A lot of these things are either not useless or not going to be automated in the near term. I might despise advertising and people working with advertising as much as the next dude but you're dreaming of you think AI is going to make this go away.

I shamelessly reposted this to the CW thread if you want to throw this in there. I tend to agree, given that women have social power maybe UBI will actually happen once women are affected?

I suspect it, too, is a gimped/lossily accelerated version, with the full one to be released under the «DV» brand as part of their Foundry product. I may be wrong, however, and ultimately this PR-driven nomenclature is making less and less sense, they have trained like a dozen major models at this point, and more finetunes. Same story with Google's PaLM.

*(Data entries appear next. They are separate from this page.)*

PR #2818, opened 2026-05-05
Fix jfr-events tests

jaydeluca:
While reviewing #2739 i was trying to run the tests locally and they were not working due to a bug in the gradle config beacuse Kotlin DSL requires the is-prefixed form for boolean properties.

Once the tests were fixed to run, they were failing, so i updated the assertions accordingly

### DIFF
--- a/jfr-events/build.gradle.kts
+++ b/jfr-events/build.gradle.kts
@@ -23,7 +23,7 @@ tasks {
 
     // Disabled due to https://bugs.openjdk.java.net/browse/JDK-8245283
     configure<JacocoTaskExtension> {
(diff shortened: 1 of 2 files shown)


laurit (approved):

jfr-events/build.gradle.kts
```diff
@@ -23,7 +23,7 @@ tasks {
 
     // Disabled due to https://bugs.openjdk.java.net/browse/JDK-8245283
```
marschall, line 24: This is fixed in JDK 15 and backported to 11.0.11. Is this still needed?

PR #2834, opened 2026-05-13
Remove mateusz from resource providers.

breedx-splk:
Removing @mateuszrzeszutek from the component owners for the `resource_providers` module.

We will welcome you back from any org, just say the word.


trask (approved):
👋

PR #2835, opened 2026-05-14
feat(ibm-mq-metrics): report queue manager uptime (#2823)

### LINKED ISSUE #2823: [ibm-mq-metrics] Report queue manager uptime
### Component(s)

ibm-mq-metrics

The IBM MQ metrics integration reports a heartbeat metric. This metric returns 1 when the queue manager is up.
This metric could be more useful if it reported the cumulative number of seconds the queue manager is up, so we can catch any restarts.

Adopt a new metric to report uptime of the queue manager.

Optionally, can be a followup issue: deprecate and remove the heartbeat metric.

_No response_

### Additional context

_No response_

### Tip

<sub>[React](https://github.blog/news-insights/product-news/add-reactions-to-pull-requests-issues-and-comments/) with 👍 to help prioritize this issue. Please use comments to provide useful context, avoiding `+1` or `me too`, to help us triage it. Learn more [here](https://opentelemetry.io/community/end-user/issue-participation/).</sub>

harshitt13:
**Description:**

Feature addition - This PR introduces a new metric to report the cumulative uptime of the queue manager in seconds, providing better visibility into queue manager restarts compared to the static heartbeat metric. 

* Added `ibm_mq.queue_manager.uptime` metric (Gauge, seconds) calculating uptime from PCF attributes `CMQCFC.MQCACF_Q_MGR_START_DATE` and `CMQCFC.MQCACF_Q_MGR_START_TIME`.
* Eliminated timezone drift by securely anchoring the parsed IBM MQ local time to `ZoneOffset.UTC`.
* Enabled the new metric in the default configuration.
* Deprecated the existing `heartbeat` metric per the issue discussion, keeping it active with `@SuppressWarnings` during the transition period so users aren't immediately broken.

**Existing Issue(s):**

Fixes #2823

**Testing:**

* Updated `QueueManagerMetricsCollectorTest` to inject mock start dates/times into the PCF response and verify the new gauge emission.
* Created `MessageBuddyTest` to explicitly verify that the uptime calculation remains perfectly stable regardless of the collector host's underlying JVM default timezone. 
* Executed `./gradlew :ibm-mq-metrics:generateWeaver` and verified existing module tests pass cleanly.

**Documentation:**

* Updated `model/metrics.yaml` and `config.yml` to define and enable the new `ibm_mq.queue_manager.uptime` metric.
* Added standard Java `@Deprecated` annotations and Javadoc for the `heartbeat` metric.

**Outstanding items:**

* The `heartbeat` metric is currently deprecated but still emitting. It will need to be completely removed in a future major release.


ibm-mq-metrics/model/metrics.yaml
```diff
@@ -528,11 +528,24 @@ groups:
     metric_name: ibm.mq.heartbeat
     stability: development
     brief: "Queue manager heartbeat"
+    description: |
+      Deprecated. Use ibm.mq.queue_manager.uptime instead.
```
atoulme: I would deprecate in a separate PR, no rush.

ibm-mq-metrics/model/metrics.yaml
```diff
@@ -528,11 +528,24 @@ groups:
...
     unit: "1"
     attributes:
       - ref: ibm.mq.queue.manager
         requirement_level: required
+  - id: ibm.mq.queue_manager.uptime
+    type: metric
+    metric_name: ibm.mq.queue_manager.uptime
+    stability: development
+    brief: "Queue manager uptime"
+    description: "Cumulative time the Queue Manager has been up"
```
atoulme: If this is a cumulative value, can it be a counter?

ibm-mq-metrics/model/metrics.yaml
harshitt13: I've reverted the deprecation changes in this PR.

ibm-mq-metrics/model/metrics.yaml
harshitt13: I've updated the model to use a counter instrument, regenerated the Weaver classes, and updated the collector to use add().

atoulme:
Please rebase, we have changed the way we record metrics to use a MetricProducer.

harshitt13:
> Please rebase, we have changed the way we record metrics to use a MetricProducer.

Rebased and refactored the implementation to utilize the new MetricProducer pattern as requested. 
Ready for re-review.

ibm-mq-metrics/src/main/java/io/opentelemetry/ibm/mq/metrics/MetricProducer.java
```diff
@@ -668,6 +670,36 @@ public void recordIbmMqHeartbeat(long value, Attributes attributes) {
...
+  public void addIbmMqQueueManagerUptime(long value, Attributes attributes) {
+    long cumulativeValue =
+        this.counterIbmMqQueueManagerUptime.compute(
+            attributes,
+            (k, v) -> {
+              if (v == null) {
+                return value;
+              } else {
+                return v + value;
+              }
```
breedx-splk: nitpick:
```suggestion
            (k, v) -> v == null ? value : v + value
```

breedx-splk: Oh, is the value coming in a cumulative value already? If so, doesn't this math make it incorrect?

I'm thinking we should just take the value that we're given and report it as a gauge. I'm not sure that he guidance to use a counter is correct, merely because it's monotonic. Since we're reporting a "current value" of the measured uptime, wouldn't a gauge be better? 

Also, what if the manager restarted between collects, causing its uptime to drop?

harshitt13: You are right. Because the value is already an absolute cumulative value. Adding it to the previous value (`v + value`) across collection intervals was a logic error.

I agree that an asynchronous Gauge is correct here. By simply reporting the latest calculated value as a Gauge, it also perfectly handles the restart scenario you mentioned: if the queue manager restarts between collections, the new `start_time` will simply result in a smaller reported value, which a Gauge handles natively without issue.

I will push a fix to remove the addition logic so it just reports the latest measured value.

breedx-splk (approved):
Had a pending review open for a while, so sorry about that. Looking good now. Cheers and thanks again for the contribution.

PR #2837, opened 2026-05-15
[chore] Automate changelog generation via Python LLM pipeline (#2787)

### LINKED ISSUE #2787: [Tooling] Automate changelog generation
Right now as part of the [release process](https://github.com/open-telemetry/opentelemetry-java-contrib/blob/main/RELEASING.md), we run a few steps locally and have to do some manual work. It would be great to automate all of this so that we can kick off a github action that will generate the changelog, have it reviewed by copilot or equivalent to touch it up, and then present it for review by the release captain.

harshitt13:
**Description:**

Feature addition - Following maintainer direction and consensus from the issue thread, this PR ports the robust, Python-based LLM drafting pipeline directly from the main `opentelemetry-java-instrumentation` repository. This automates the Release Captain's workload at release time without requiring contributors to manually write YAML fragments or alter their standard workflow.

* **Architecture Update & Porting:**
    * Ported the 5 core pipeline scripts (`fetch.py`, `classify.py`, `merge.py`, `draft-release-notes.py`, and `rules.md`) into `.github/scripts/draft-release-notes/`.
    * Updated the internal target variables within the scripts to correctly target `open-telemetry/opentelemetry-java-contrib`.
* **Release Automation (`.github/workflows/draft-release-notes.yml`):**
    * Introduced a new manual `workflow_dispatch` trigger intended for the Release Captain.
    * Configured the job to run in the `protected` environment to securely leverage the `COPILOT_GITHUB_TOKEN` secret provisioned by the administrators.
    * Executes the end-to-end Python drafting script which fetches PRs, classifies them using the Copilot CLI, and merges them directly into the `CHANGELOG.md` `## Unreleased` block.
* **Security & OpenSSF Compliance:**
    * All third-party GitHub Actions (`actions/checkout` and `actions/setup-python`) are strictly pinned to immutable commit SHAs.
    * Explicitly set `persist-credentials: false` during checkout to resolve `zizmor` / GitHub Advanced Security alerts regarding token persistence.

**Existing Issue(s):**

Resolves #2787 

**Testing:**

* Performed local syntax and execution validation on the ported Python scripts.

**Documentation:**

* Added `.github/scripts/draft-release-notes/rules.md` which acts as the single source of truth and inline documentation for the LLM classification schema and categorization logic.

**Outstanding items:**

* **Initial Test Run:** The workflow and repository secrets are fully configured. A maintainer with access to the `protected` environment will need to manually trigger the `Draft Release Notes` workflow via `workflow_dispatch` to perform an initial live end-to-end test of the classification outputs.


harshitt13:
@jaydeluca, could you please review the PR whenever you have a moment?

breedx-splk (changes requested):
I hate `chloggen`. It's unnecessarily complicated and makes the process of submitting PRs worse.

Who is asking for this? I don't think the maintainers want this.

jack-berg:
For things like this, please open an issue to gather consensus from the codeowners (approvers + maintainers) before going and opening a PR.

harshitt13:
@jack-berg 
Understood! I've converted this to a draft. I will move the conversation over to the issue so we can figure out how the maintainers actually want to handle this.

.github/workflows/draft-release-notes.yml
```diff
@@ -0,0 +1,40 @@
+name: Draft Release Notes
+
+on:
+  workflow_dispatch:
```
jaydeluca, line 4: Worth adding a concurrency group here, matching upstream, to prevent overlapping runs from racing on `CHANGELOG.md`/the git push.

```suggestion
on:
  workflow_dispatch:

concurrency:
  group: draft-release-notes
```

.github/workflows/draft-release-notes.yml
```diff
@@ -0,0 +1,40 @@
...
+
+permissions:
+  contents: write
+  pull-requests: write
```
jaydeluca: Granting `contents: write` + `pull-requests: write` directly on the default token isn't this repo's convention, and upstream explicitly avoids it: "not using secrets.GITHUB_TOKEN since pull requests from that token do not run workflows" — PRs opened with the default token won't trigger CI on themselves.

`prepare-release-branch.yml`/`prepare-patch-release.yml` narrow this to `contents: read` at the top and grant `contents: write` only at the job level (for the git push), then mint a short-lived app token for the actual `gh pr create` call — see the suggestions on the job block and the last step below.

```suggestion
permissions:
  contents: read
```

.github/workflows/draft-release-notes.yml
```diff
@@ -0,0 +1,40 @@
...
+
+jobs:
+  draft-notes:
+    runs-on: ubuntu-latest
+    environment: protected
```
jaydeluca, line 20: Add the fork guard and job-level write permission, matching `prepare-release-branch.yml`/`prepare-patch-release.yml`:

```suggestion
  draft-notes:
    if: github.repository == 'open-telemetry/opentelemetry-java-contrib'
    permissions:
      contents: write  # for git push to PR branch
    runs-on: ubuntu-latest
    environment: protected
```

.github/workflows/draft-release-notes.yml
```diff
@@ -0,0 +1,40 @@
...
+    steps:
+      - name: Checkout code
+        uses: actions/checkout@11bd71901bbe5b1630ceea73d27597364c9af683 # v4.2.2
```
jaydeluca: This should be updated to `v6.0.2` to be consistent with the others in this repo.

```suggestion
        uses: actions/checkout@de0fac2e4500dabe0009e67214ff5f5447ce83dd # v6.0.2
```

.github/workflows/draft-release-notes.yml
```diff
@@ -0,0 +1,40 @@
...
+        with:
+          fetch-depth: 0
+          persist-credentials: false
```
jaydeluca, line 26: This needs to come out. With `persist-credentials: false`, the checkout won't leave a token in the git config, so the `git push` in the final step won't have anything to authenticate with once `contents: write` is granted at the job level. None of the other workflows in this repo that push from the checked-out ref set this.

```suggestion
```

.github/workflows/draft-release-notes.yml
```diff
@@ -0,0 +1,40 @@
...
+
+      - name: Set up Python 3.11
+        uses: actions/setup-python@0a5c61591373683505ea898e09a3ea4f39ef2b9c # v5.0.0
+        with:
+          python-version: '3.11'
+
+      - name: Install GitHub CLI
+        run: |
+          sudo apt-get update
+          sudo apt-get install -y gh
```
jaydeluca: `gh` ships preinstalled on `ubuntu-latest` runners — no other workflow in this repo (or upstream's) installs it explicitly. This step can be dropped.

```suggestion
```

.github/workflows/draft-release-notes.yml
```diff
@@ -0,0 +1,40 @@
...
+      - name: Install Copilot CLI
+        run: npm install -g @githubnext/github-copilot-cli
+
+      - name: Authenticate Copilot CLI
+        run: github-copilot-cli auth "${{ secrets.COPILOT_GITHUB_TOKEN }}"
+
+      - name: Draft release notes
+        env:
+          GH_TOKEN: ${{ secrets.GITHUB_TOKEN }}
+        run: python3 .github/scripts/draft-release-notes/draft-release-notes.py
```
jaydeluca, line 42: `classify.py` invokes the `copilot` binary directly (`subprocess.run(["copilot", "-p", ...])`). `@githubnext/github-copilot-cli` is a different, long-deprecated package whose binary is named `github-copilot-cli` (a completely different CLI surface — no `-p`/`--allow-all-tools`/`--model`), so as written `copilot` is never on `PATH` and the classify step fails with `FileNotFoundError`.

Also, nothing after this commits, pushes, or opens a PR — `draft-release-notes.py` only rewrites `CHANGELOG.md` on disk (per its own docstring: "edit CHANGELOG.md directly... git diff CHANGELOG.md"), so today the change is made in the ephemeral runner workspace and discarded when the job ends.

```suggestion
      - name: Install Copilot CLI
        run: |
          npm ci --prefix .github/scripts/copilot-cli
          echo "$GITHUB_WORKSPACE/.github/scripts/copilot-cli/node_modules/.bin" >> "$GITHUB_PATH"

      - name: Draft release notes
        env:
          GH_TOKEN: ${{ secrets.GITHUB_TOKEN }}
          COPILOT_GITHUB_TOKEN: ${{ secrets.COPILOT_GITHUB_TOKEN }}
        run: python3 .github/scripts/draft-release-notes/draft-release-notes.py

      - name: Use CLA approved bot
        run: .github/scripts/use-cla-approved-bot.sh

      - uses: actions/create-github-app-token@1b10c78c7865c340bc4f6099eb2f838309f1e8c3 # v3.1.1
        id: otelbot-token
        with:
          app-id: ${{ vars.OTELBOT_APP_ID }}
          private-key: ${{ secrets.OTELBOT_PRIVATE_KEY }}

      - name: Create pull request against main
        env:
          # not using secrets.GITHUB_TOKEN since pull requests from that token do not run workflows
          GH_TOKEN: ${{ steps.otelbot-token.outputs.token }}
        run: |
          message="Draft release notes"
          body="Automated draft of the \`## Unreleased\` section of \`CHANGELOG.md\`. Review the diff to recover any hand-written content that should be retained."
          branch="otelbot/draft-release-notes-${GITHUB_RUN_ID}"

          git checkout -b $branch
          git commit -a -m "$message"
          git push --set-upstream origin $branch
          gh pr create --title "$message" \
                       --body "$body" \
                       --base main
```

One piece this needs outside of this diff: `.github/scripts/copilot-cli/package.json` pinning `@github/copilot`, mirroring `opentelemetry-java-instrumentation`'s — that's what actually provides the `copilot` binary `classify.py` shells out to.

jaydeluca (commented):
Compared this against the equivalent `draft-release-notes` workflow in `opentelemetry-java-instrumentation` and this repo's own `prepare-release-branch.yml`/`prepare-patch-release.yml` conventions. The Python pipeline (`fetch.py`/`classify.py`/`merge.py`/`rules.md`) is fine, but the issues below are all in the workflow YAML, which was written independently rather than ported.

.github/scripts/draft-release-notes/merge.py
```diff
@@ -0,0 +1,184 @@
...
+CHANGELOG = Path("CHANGELOG.md")
+
+SECTION_ORDER = [
+    ("breaking", "### ⚠️ Breaking changes to non-stable APIs"),
+    ("deprecations", "### 🚫 Deprecations"),
+    ("new-javaagent", "### 🌟 New javaagent instrumentation"),
+    ("new-library", "### 🌟 New library instrumentation"),
+    ("enhancements", "### 📈 Enhancements"),
+    ("bug-fixes", "### 🛠️ Bug fixes"),
+]
```
jaydeluca: This `SECTION_ORDER` — and the matching `section` enum in `classify.py` (see comment there) — writes `opentelemetry-java-instrumentation`'s changelog taxonomy (`breaking`/`deprecations`/`new-javaagent`/`new-library`/`enhancements`/`bug-fixes`) straight into `CHANGELOG.md`. But this repo's changelog has never used change-type headers — every `###` header in `CHANGELOG.md`'s history groups by module/component name instead (`### Disk buffering`, `### AWS X-Ray SDK support`, `### Azure resources - New 🌟`), with a `- New 🌟` suffix marking brand-new modules rather than a separate section.

Recommend matching that convention directly: group entries by module name (derived from the changed file paths) and replace `new-javaagent`/`new-library` with a single `new-module` label, applied together with the `- New 🌟` suffix the same way this repo already marks brand-new modules. `breaking`/`deprecations`/`enhancements`/`bug-fixes` still make sense as labels within a module's entries, but they need to stop being top-level section headers.

This is bigger than this constant, though — it means `classify.py` needs to emit a `module` per PR alongside `section` (inferred from the diff's file paths), and this grouping/rendering logic needs to key off `module` first. Flagging here since this is the file that actually writes to `CHANGELOG.md`.

.github/scripts/draft-release-notes/classify.py
```diff
@@ -0,0 +1,451 @@
...
+
+
+VALID_SECTIONS = {
+    "breaking",
+    "deprecations",
+    "new-javaagent",
+    "new-library",
+    "enhancements",
+    "bug-fixes",
+    None,
```
jaydeluca, line 68: Following from the `merge.py` recommendation: swap `new-javaagent`/`new-library` for a single `new-module` value here (and in the schema docstring above, lines 19-21).

```suggestion
VALID_SECTIONS = {
    "breaking",
    "deprecations",
    "new-module",
    "enhancements",
    "bug-fixes",
    None,
}
```

That's only the enum, though — grouping by module name also needs a `module` field added to `decision.json`'s schema (inferred from the diff's file paths) so `merge.py` has something to group by. This enum change alone isn't sufficient.

.github/scripts/draft-release-notes/rules.md
```diff
@@ -0,0 +1,170 @@
...
+
+If an unlinked summary bullet at the top of Deprecations already covers
+the rename, do not add a duplicate PR-linked bullet.
+
+## New javaagent / library instrumentation
+
+Only for a brand-new module under `instrumentation/<name>/javaagent/**`
+or `instrumentation/<name>/library/**` — new `build.gradle.kts`, new
+sources, and a new `settings.gradle.kts` entry. Renames or extractions
+do not qualify.
```
jaydeluca: Nearly every section of this file assumes a javaagent/bytecode-instrumentation repo, which contrib isn't — there's no `javaagent`/`muzzle` directory anywhere in this repo, no `@Advice` usage, and no `v3-preview`/`SemconvStability` references. This section checks for `instrumentation/<name>/javaagent/**` / `instrumentation/<name>/library/**` paths that can never exist here, so it can never fire — dead weight in the prompt at best, and it pairs with the `new-javaagent`/`new-library` section values in `classify.py`/`merge.py` (see those comments) that have no meaning in this repo's changelog. Should be rewritten around how this repo actually introduces new modules: a new top-level module directory with its own `build.gradle.kts` and `settings.gradle.kts` entry, classified as `new-module` and tagged `- New 🌟` in the changelog per existing convention.

Other agent-only criteria scattered through the rest of the file worth sweeping in the same pass:
- Line 34: `javaagent-extension-api` as a non-stable-module example (breaking changes)
- Lines 48-49, 83, 86-87, 152-154: `otel.instrumentation.common.v3-preview` / `otel.semconv-stability.opt-in=...` gating — this config property doesn't exist in contrib
- Line 93: muzzle `versionRange` as a bug-fix criterion — no muzzle in this repo
- Line 136: `SemconvStability.emitStable…` — same, doesn't exist here
- Lines 139-140: "fixing an agent deadlock" as an example — there's no agent
- Lines 141-142: `@Advice` inline vs indy, helper-class exposure to the application class loader — bytecode-weaving concepts specific to the javaagent

Probably worth a holistic pass rather than spot edits — this doc likely needs rewriting example-by-example against contrib's actual module set (samplers, resource providers, disk buffering, JMX scraping, etc.).

.github/scripts/draft-release-notes/fetch.py
```diff
@@ -0,0 +1,893 @@
...
+# A file is "user-facing runtime" iff it sits under `/src/main/` and is not
+# inside a testing, smoke-test, or docs module. Everything else (tests, docs,
+# build scripts, CI config, gradle wrappers, top-level properties, etc.) has
+# no `/src/main/` in its path by construction and is therefore non-runtime
+# without needing an explicit allow-list.
+_NON_USER_FACING_PREFIXES = (
+    "smoke-tests/",
+    "smoke-tests-otel-starter/",
+    "instrumentation-docs/",
+)
```
jaydeluca, line 210: None of these three paths exist in this repo (no `smoke-tests/`, `smoke-tests-otel-starter/`, or `instrumentation-docs/` dirs here), so this filter is currently a no-op carried over from `opentelemetry-java-instrumentation`. Meanwhile contrib has its own non-user-facing test-harness/sample dirs that aren't covered — `jmx-scraper/test-app/`, `jmx-scraper/test-webapp/`, `cel-sampler/testapp/`, `static-instrumenter/test-app/`, and `example/` — so a PR touching only one of those is currently (mis)treated as touching user-facing `src/main` by this fast-path check.

```suggestion
_NON_USER_FACING_PREFIXES = (
    "jmx-scraper/test-app/",
    "jmx-scraper/test-webapp/",
    "cel-sampler/testapp/",
    "static-instrumenter/test-app/",
    "example/",
)
```

.github/scripts/draft-release-notes/fetch.py
```diff
@@ -0,0 +1,893 @@
...
+            actual_range,
+            candidates,
+            breaking_prs,
+            deprecation_prs,
+            refetch=refetch,
+        )
+        relative_bundle = bundle_dir.relative_to(REPO_ROOT).as_posix()
+        warn(f"Prepared changelog bundle at {relative_bundle}")
+
+    sys.stdout.write(render_draft_output(breaking_prs, deprecation_prs, candidates))
```
jaydeluca: `render_draft_output()` (defined at line 789) is called unconditionally here and its output is written to stdout / the CI log every run. It hardcodes the same instrumentation-flavored headers as `merge.py`'s `SECTION_ORDER` (`### 🌟 New javaagent instrumentation`, `### 🌟 New library instrumentation`) plus an extra `### 🧰 Tooling` header that isn't even in `classify.py`'s `VALID_SECTIONS`, so it always renders empty. It doesn't feed `CHANGELOG.md` (that's `merge.py --splice`'s job), so it's log noise rather than a correctness bug, but it looks like leftover scaffolding from before the fetch/classify/merge split. `fetch_labeled_prs`/`breaking_prs`/`deprecation_prs` are still needed elsewhere (`prepare_bundle` writes them into the manifest), but `render_labeled_prs` would become unused if this call is dropped. Worth removing once the section-taxonomy question above is settled.

jaydeluca (commented):
This pass looks at the classification pipeline itself: several pieces (the CHANGELOG section taxonomy, some of the classification rules, and a couple of filters) were ported from `opentelemetry-java-instrumentation` without being adapted to how this repo actually organizes its changelog and modules.

.github/workflows/draft-release-notes.yml
```diff
@@ -0,0 +1,71 @@
...
+  group: draft-release-notes
+
+permissions:
+  contents: read
+
+jobs:
+  draft-notes:
+    if: github.repository == 'open-telemetry/opentelemetry-java-contrib'
+    permissions:
+      contents: write  # for git push to PR branch
```
jaydeluca, line 16: Once a job sets its own `permissions:` block, it replaces the workflow-level block for that job — unlisted scopes become `none`, they don't inherit the workflow-level `contents: read`. This job only has `contents: write`, but the `Draft release notes` step below runs `draft-release-notes.py` → `fetch.py`, which shells out to:
- `gh pr list --label "breaking change" / "deprecation" ...`
- `gh pr view <n> --json ...,comments,reviews,...` (once per PR)
- `gh issue view <n> ...` (once per linked issue)

All of those need `pull-requests: read` / `issues: read` on the token driving `GH_TOKEN` (`secrets.GITHUB_TOKEN`, set a few lines down).

```suggestion
    permissions:
      contents: write  # for git push to PR branch
      pull-requests: read  # for `gh pr list`/`gh pr view` in fetch.py
      issues: read  # for `gh issue view` in fetch.py
```

.github/scripts/draft-release-notes/fetch.py
```diff
@@ -0,0 +1,894 @@
...
+        f"- deprecated_added: `{candidate.deprecated_added}`",
+        f"- deprecated_removed: `{candidate.deprecated_removed}`",
+        f"- patch: [{bundle_ref}/patch.diff]({bundle_ref}/patch.diff)",
+        f"- meta: [{bundle_ref}/meta.json]({bundle_ref}/meta.json)",
+        f"- body: [{bundle_ref}/body.md]({bundle_ref}/body.md)",
+        "",
+    ])
+
+
+def render_draft_output(
```
jaydeluca: `render_draft_output()` (and `render_labeled_prs()` at line 326, and `format_subject_as_entry()` at line 235) look like leftovers from an earlier commit-subject-based design. None of them are called from `do_draft()` or anywhere else — the live output path today is `classify.py` → `decision.json` → `merge.py --splice`, which never touches these functions. Confirmed with a repo-wide grep: no caller outside this file.

This also makes the two `fetch_labeled_prs(actual_range, "breaking change" / "deprecation")` calls in `do_draft()` pure overhead — extra `gh pr list` calls whose results only get written into `manifest.json` (`breaking_change_prs`, `deprecation_prs`) and are never read back by `classify.py` or `merge.py`.

Suggest deleting `render_draft_output`, `render_labeled_prs`, `format_subject_as_entry`, and the `fetch_labeled_prs` calls + `breaking_prs`/`deprecation_prs` plumbing, since breaking/deprecation detection is already handled per-PR via `count_deprecated_deltas` and the LLM's `section` field.

.github/scripts/draft-release-notes/merge.py
```diff
@@ -0,0 +1,202 @@
...
+    errors = 0
+    for d in decisions:
+        pr = d.get("pr")
+        decision = d.get("decision")
+        section = d.get("section")
+        
+        if decision == "omit":
+            continue
+            
+        reason: str | None = None
```
jaydeluca, line 120: This comment reads backwards relative to the current schema. `classify.py`'s own `decision.json` schema docstring (lines 16-28 there) only ever produces a `bullet` key — there's no `summary` key anywhere in `classify.py`. So `d.get("summary")` is always `None` today and every entry falls through to `bullet`, which works, but the comment describes `bullet` as the *legacy* fallback when it's actually the only field the pipeline currently writes.

Simplify to `d.get("bullet")` (and doing the same at line 167)

jaydeluca (changes requested):

jaydeluca:
Hey @harshitt13, I want to thank you for taking this on and for working through the various rounds of code review. I really appreciate the time you put into it and your willingness to iterate on the feedback.

As I’ve been working on the next release, I started using the implementation and came across a number of additional things that I’d like to change. There have also been several iterations on the upstream example in the instrumentation repo that I want to incorporate.

At this point, I think it will be more efficient for me to work through those changes directly as I prepare the release rather than continuing to iterate through additional review rounds on this PR. So I’m going to close this PR in favor of a fresh branch that I’ve started.

Again, thanks for taking the time to work on this and for sticking with the review process. I appreciate your effort here, and apologies that I’m going to take a different approach for the release.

More importantly, quantity has a quality all of its own. DV offers a context window of 32k tokens. If the model can be cheaply ran with such enormous contexts, this will more than compensate for some intellectual deficiency in the context-sparse text-prediction mode. You have seen effects of StableDiffusion mega-detailed prompting, and of prompt prefixes that amount to a single page – now imagine 20 pages of precise specification, few-shot examples, chain-of-thought induction, explicit caveats for every failure mode discovered in testing; basically a full employee's manual. Writing and testing these megaprompts may become a new job for ex-middle managers who have suddenly transformed into leaf nodes of the org chart – for a short while.